→ **What is being asked**
The material is to be repeated exactly, from first line to last.

→ **Input data**
PR #567, opened 2016-10-23
Fix full example links

spalger:
While browsing the docs I found and fixed several broken links. I'm on mobile right now, so I can't verify the fix by rebuilding the docs, but I hope this helps get the fixes started  😀

### DIFF
--- a/website/_harp.json
+++ b/website/_harp.json
@@ -24,6 +24,10 @@
 
         "SPACY_VERSION": "1.0",
         "SPACY_STARS": "2500",
-        "GITHUB": { "user": "explosion", "repo": "spacy" }
+        "GITHUB": {
+            "user": "explosion",
+            "repo": "spacy",
+            "file_url_base": "https://github.com/explosion/spaCy/blob/master"
+        }
     }
 }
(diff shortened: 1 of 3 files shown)


ines:
Thanks for pointing this out! Just fixed it manually – can't merge the PR at this point because now that I see how easily those link mistakes happen, I wanna rewrite some more of the Jade logic to make it easier to handle GitHub links and avoid those messy, concatenated URLs in general.

The GitHub org name should stay in only one global variable (`SOCIAL.github`), so maybe a function could be nice. Just sketching this out here so I don't forget...

```jade
gh("spaCy", "examples/training/train_tagger.py")
//- https://github.com/explosion/spaCy/blob/master/examples/training/train_tagger.py

gh("displacy")
//- https://github.com/explosion/displacy
```

```javascript
function gh(repo, filepath, branch) {
    return 'https://github.com/' + SOCIAL.github + '/' + repo + (filepath ? '/blob/' + (branch || 'master') + '/' + filepath : '' );
}
```

spalger:
👍

PR #569, opened 2016-10-24
updated training examples to v1.1.2

kendricktan:
On spaCy v1.1.2 the `vector` parameter is changed to `add_vector`. I've updated the examples to reflect spaCy v1.1.2.

[x] - `vectors` -> `add_vectors`


honnibal:
Thanks!

PR #570, opened 2016-10-24
Fixed training examples

kendricktan:
#### 1. train_ner won't crash if no data directory is not found
Since v1.1.2, `nlp.tagger` will return `NoneType` if the data directory is not found. This breaks the example file and I've made a change so that `nlp.tagger` will contain the feature_templates from `Tagger` if data directory is not found, should be helpful for people who are just starting out.

#### 2. Fixed train_tagger expected `spacy.gold.GoldParse, got list`
I finally for to play around with `train_tagger.py` but was greeted with the following message:

```python
  File "train_tagger.py", line 74, in <module>
    plac.call(main)
  File "/home/kendricktan/.virtualenvs/laice/lib/python3.5/site-packages/plac_core.py", line 328, in call
    cmd, result = parser.consume(arglist)
  File "/home/kendricktan/.virtualenvs/laice/lib/python3.5/site-packages/plac_core.py", line 207, in consume
    return cmd, self.func(*(args + varargs + extraopts), **kwargs)
  File "train_tagger.py", line 60, in main
    tagger.update(doc, tags)
TypeError: Argument 'gold' has incorrect type (expected spacy.gold.GoldParse, got list)
```

Fixed it by adding a `GoldParse` to `tag`. File now runs.

### DIFF
--- a/examples/training/train_ner.py
+++ b/examples/training/train_ner.py
@@ -6,6 +6,7 @@ import random
 import spacy
 from spacy.pipeline import EntityRecognizer
 from spacy.gold import GoldParse
+from spacy.tagger import Tagger
 
 
 def train_ner(nlp, train_data, entity_types):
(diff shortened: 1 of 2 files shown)


honnibal:
Awesome! Really appreciate the help.

PR #582, opened 2016-10-26
Fix small bug in code of mark-adverbs tutorial

pokey:


honnibal:
Thanks!

Btw, the values of various things will probably be wrong in that tutorial if you're using >1.0, because the new default is to use the GloVe vectors.

pokey:
Ok.  One other thing I noticed is that if you run the tutorial as is, the similar words you get include different capitalizations.  I fixed this by changing line 60 to 

```
words = [w for w in nlp.vocab if w.has_vector and w.is_lower]
```

honnibal:
Nice, thanks.

pokey:
And if it's helpful, here's the result that I get:

```
1-20 bragged, remonstrated, enquired, demurred, sighed, mused, intimated, retorted, entreated, motioned, ranted, confided, countersued, gestured, texted, implored, interceded, muttered, marvelled, bickered
```

PR #620, opened 2016-11-11
Missing import statement for spacy.matcher.Matcher

savkov:
## Description
I've added an import statement at the top of the `Matcher` example.

## Motivation and Context
First-time users and lazy people like me don't know how to import it. The `spacy.matcher` package is not listed in the autocomplete of PyCharm (not sure about other IDEs), so one either has to remember or look it up in the code or other examples.


honnibal:
Thanks!

Issue #364, opened 2016-05-05
German stopwords


bobbyrenwick:
Hey, it would be great if you could add `spacy.de.STOPWORDS` to match `spacy.en.STOPWORDS`.

honnibal:
Good point! Forgot about these.

In the meantime you can set your own as follows:

    import spacy
    
    de_nlp = spacy.load('de')
    for stopword in my_stop_words:
        lexeme = nlp.vocab[stopword]
        lexeme.is_stop = True

The attribute will be inherited by all tokens, because all tokens of a given type receive a reference to that type. So when you write to the lexical type via the vocab, all tokens will see the updated attribute.

bobbyrenwick:
Thanks for the workaround!

ines:
[Fixed!](https://github.com/explosion/spaCy/blob/master/spacy/de/language_data.py)

PR #638, opened 2016-11-19
Add German Stopwords

souravsingh:
Add a list of stopwords for  German Language.

Fixes Issue #364

### DIFF
--- a/spacy/de/language_data.py
+++ b/spacy/de/language_data.py
@@ -4,11 +4,11 @@ import re
 
 
 STOP_WORDS = set("""
-a ab aber ach acht achte achten achter achtes
+ab aber ach acht achte achten achter achtes
 ag alle allein allem allen aller allerdings alles
 allgemeinen als also am an andere anderen
 andern anders au auch auf aus ausser außer
-ausserdem außerdem b bald bei beide beiden
+ausserdem außerdem bald bei beide beiden
 beim beispiel bekannt bereits besonders
 besser besten bin bis bisher bist da
 dabei dadurch dafür dagegen daher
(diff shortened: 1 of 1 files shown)


souravsingh:
@ines Thanks for the review. The ``a`` and ``b`` in the texts are the result of my mistake. I apologize for that

ExplodingCabbage:
@souravsingh, how did you compile this list? Is it taken from a single source, or multiple? To what extent have you personally tweaked that data by adding words you noticed were missing or removing words you thought were inappropriate? This list looks similar, but not identical, to https://github.com/wgpsutherland/stopwords/blob/master/dist/de.json; I couldn't find any other plausible-looking sources on Google.

(Note that I'm not a project maintainer, just a random guy from the internet, but if I were in @ines's place I'd personally want to know what the source of the data was before merging.)

souravsingh:
@ExplodingCabbage The list was taken from multiple sources. The list was compiled from the website here-http://codingwiththomas.blogspot.in/2012/01/german-stop-words.html and from the stopwords list from Apache Lucene. I had some knowledge of German, so identifying which ones are plausible stopwords wasn't really difficult.

ines:
Thanks for the info! Will merge this now and make a few edits and additions.

Btw, @honnibal and I went over the current state of the language data earlier and it could definitely need some better organisation. Starting with basic formatting, but also more complex stuff – for example, having a global module for emoticons that can be imported across languages (instead of having the same data live in each language).

So I'll be taking this on over the next week or so 😃  English and German will be easy (native German speaker here), but we might post a call for native speakers for the other languages soon, just to have another pair of eyes making sure it's all good.

We have such a great community from all over the world, so we should be able to do this! 💪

→ **Written answer**
PR #567, opened 2016-10-23
Fix full example links

spalger:
While browsing the docs I found and fixed several broken links. I'm on mobile right now, so I can't verify the fix by rebuilding the docs, but I hope this helps get the fixes started  😀

### DIFF
--- a/website/_harp.json
+++ b/website/_harp.json
@@ -24,6 +24,10 @@
 
         "SPACY_VERSION": "1.0",
         "SPACY_STARS": "2500",
-        "GITHUB": { "user": "explosion", "repo": "spacy" }
+        "GITHUB": {
+            "user": "explosion",
+            "repo": "spacy",
+            "file_url_base": "https://github.com/explosion/spaCy/blob/master"
+        }
     }
 }
(diff shortened: 1 of 3 files shown)


ines:
Thanks for pointing this out! Just fixed it manually – can't merge the PR at this point because now that I see how easily those link mistakes happen, I wanna rewrite some more of the Jade logic to make it easier to handle GitHub links and avoid those messy, concatenated URLs in general.

The GitHub org name should stay in only one global variable (`SOCIAL.github`), so maybe a function could be nice. Just sketching this out here so I don't forget...

```jade
gh("spaCy", "examples/training/train_tagger.py")
//- https://github.com/explosion/spaCy/blob/master/examples/training/train_tagger.py

gh("displacy")
//- https://github.com/explosion/displacy
```

```javascript
function gh(repo, filepath, branch) {
    return 'https://github.com/' + SOCIAL.github + '/' + repo + (filepath ? '/blob/' + (branch || 'master') + '/' + filepath : '' );
}
```

spalger:
👍

PR #569, opened 2016-10-24
updated training examples to v1.1.2

kendricktan:
On spaCy v1.1.2 the `vector` parameter is changed to `add_vector`. I've updated the examples to reflect spaCy v1.1.2.

[x] - `vectors` -> `add_vectors`


honnibal:
Thanks!

PR #570, opened 2016-10-24
Fixed training examples

kendricktan:
#### 1. train_ner won't crash if no data directory is not found
Since v1.1.2, `nlp.tagger` will return `NoneType` if the data directory is not found. This breaks the example file and I've made a change so that `nlp.tagger` will contain the feature_templates from `Tagger` if data directory is not found, should be helpful for people who are just starting out.

#### 2. Fixed train_tagger expected `spacy.gold.GoldParse, got list`
I finally for to play around with `train_tagger.py` but was greeted with the following message:

```python
  File "train_tagger.py", line 74, in <module>
    plac.call(main)
  File "/home/kendricktan/.virtualenvs/laice/lib/python3.5/site-packages/plac_core.py", line 328, in call
    cmd, result = parser.consume(arglist)
  File "/home/kendricktan/.virtualenvs/laice/lib/python3.5/site-packages/plac_core.py", line 207, in consume
    return cmd, self.func(*(args + varargs + extraopts), **kwargs)
  File "train_tagger.py", line 60, in main
    tagger.update(doc, tags)
TypeError: Argument 'gold' has incorrect type (expected spacy.gold.GoldParse, got list)
```

Fixed it by adding a `GoldParse` to `tag`. File now runs.

### DIFF
--- a/examples/training/train_ner.py
+++ b/examples/training/train_ner.py
@@ -6,6 +6,7 @@ import random
 import spacy
 from spacy.pipeline import EntityRecognizer
 from spacy.gold import GoldParse
+from spacy.tagger import Tagger
 
 
 def train_ner(nlp, train_data, entity_types):
(diff shortened: 1 of 2 files shown)


honnibal:
Awesome! Really appreciate the help.

PR #582, opened 2016-10-26
Fix small bug in code of mark-adverbs tutorial

pokey:


honnibal:
Thanks!

Btw, the values of various things will probably be wrong in that tutorial if you're using >1.0, because the new default is to use the GloVe vectors.

pokey:
Ok.  One other thing I noticed is that if you run the tutorial as is, the similar words you get include different capitalizations.  I fixed this by changing line 60 to 

```
words = [w for w in nlp.vocab if w.has_vector and w.is_lower]
```

honnibal:
Nice, thanks.

pokey:
And if it's helpful, here's the result that I get:

```
1-20 bragged, remonstrated, enquired, demurred, sighed, mused, intimated, retorted, entreated, motioned, ranted, confided, countersued, gestured, texted, implored, interceded, muttered, marvelled, bickered
```

PR #620, opened 2016-11-11
Missing import statement for spacy.matcher.Matcher

savkov:
## Description
I've added an import statement at the top of the `Matcher` example.

## Motivation and Context
First-time users and lazy people like me don't know how to import it. The `spacy.matcher` package is not listed in the autocomplete of PyCharm (not sure about other IDEs), so one either has to remember or look it up in the code or other examples.


honnibal:
Thanks!

Issue #364, opened 2016-05-05
German stopwords


bobbyrenwick:
Hey, it would be great if you could add `spacy.de.STOPWORDS` to match `spacy.en.STOPWORDS`.

honnibal:
Good point! Forgot about these.

In the meantime you can set your own as follows:

    import spacy
    
    de_nlp = spacy.load('de')
    for stopword in my_stop_words:
        lexeme = nlp.vocab[stopword]
        lexeme.is_stop = True

The attribute will be inherited by all tokens, because all tokens of a given type receive a reference to that type. So when you write to the lexical type via the vocab, all tokens will see the updated attribute.

bobbyrenwick:
Thanks for the workaround!

ines:
[Fixed!](https://github.com/explosion/spaCy/blob/master/spacy/de/language_data.py)

PR #638, opened 2016-11-19
Add German Stopwords

souravsingh:
Add a list of stopwords for  German Language.

Fixes Issue #364

### DIFF
--- a/spacy/de/language_data.py
+++ b/spacy/de/language_data.py
@@ -4,11 +4,11 @@ import re
 
 
 STOP_WORDS = set("""
-a ab aber ach acht achte achten achter achtes
+ab aber ach acht achte achten achter achtes
 ag alle allein allem allen aller allerdings alles
 allgemeinen als also am an andere anderen
 andern anders au auch auf aus ausser außer
-ausserdem außerdem b bald bei beide beiden
+ausserdem außerdem bald bei beide beiden
 beim beispiel bekannt bereits besonders
 besser besten bin bis bisher bist da
 dabei dadurch dafür dagegen daher
(diff shortened: 1 of 1 files shown)


souravsingh:
@ines Thanks for the review. The ``a`` and ``b`` in the texts are the result of my mistake. I apologize for that

ExplodingCabbage:
@souravsingh, how did you compile this list? Is it taken from a single source, or multiple? To what extent have you personally tweaked that data by adding words you noticed were missing or removing words you thought were inappropriate? This list looks similar, but not identical, to https://github.com/wgpsutherland/stopwords/blob/master/dist/de.json; I couldn't find any other plausible-looking sources on Google.

(Note that I'm not a project maintainer, just a random guy from the internet, but if I were in @ines's place I'd personally want to know what the source of the data was before merging.)

souravsingh:
@ExplodingCabbage The list was taken from multiple sources. The list was compiled from the website here-http://codingwiththomas.blogspot.in/2012/01/german-stop-words.html and from the stopwords list from Apache Lucene. I had some knowledge of German, so identifying which ones are plausible stopwords wasn't really difficult.

ines:
Thanks for the info! Will merge this now and make a few edits and additions.

Btw, @honnibal and I went over the current state of the language data earlier and it could definitely need some better organisation. Starting with basic formatting, but also more complex stuff – for example, having a global module for emoticons that can be imported across languages (instead of having the same data live in each language).

So I'll be taking this on over the next week or so 😃  English and German will be easy (native German speaker here), but we might post a call for native speakers for the other languages soon, just to have another pair of eyes making sure it's all good.

We have such a great community from all over the world, so we should be able to do this! 💪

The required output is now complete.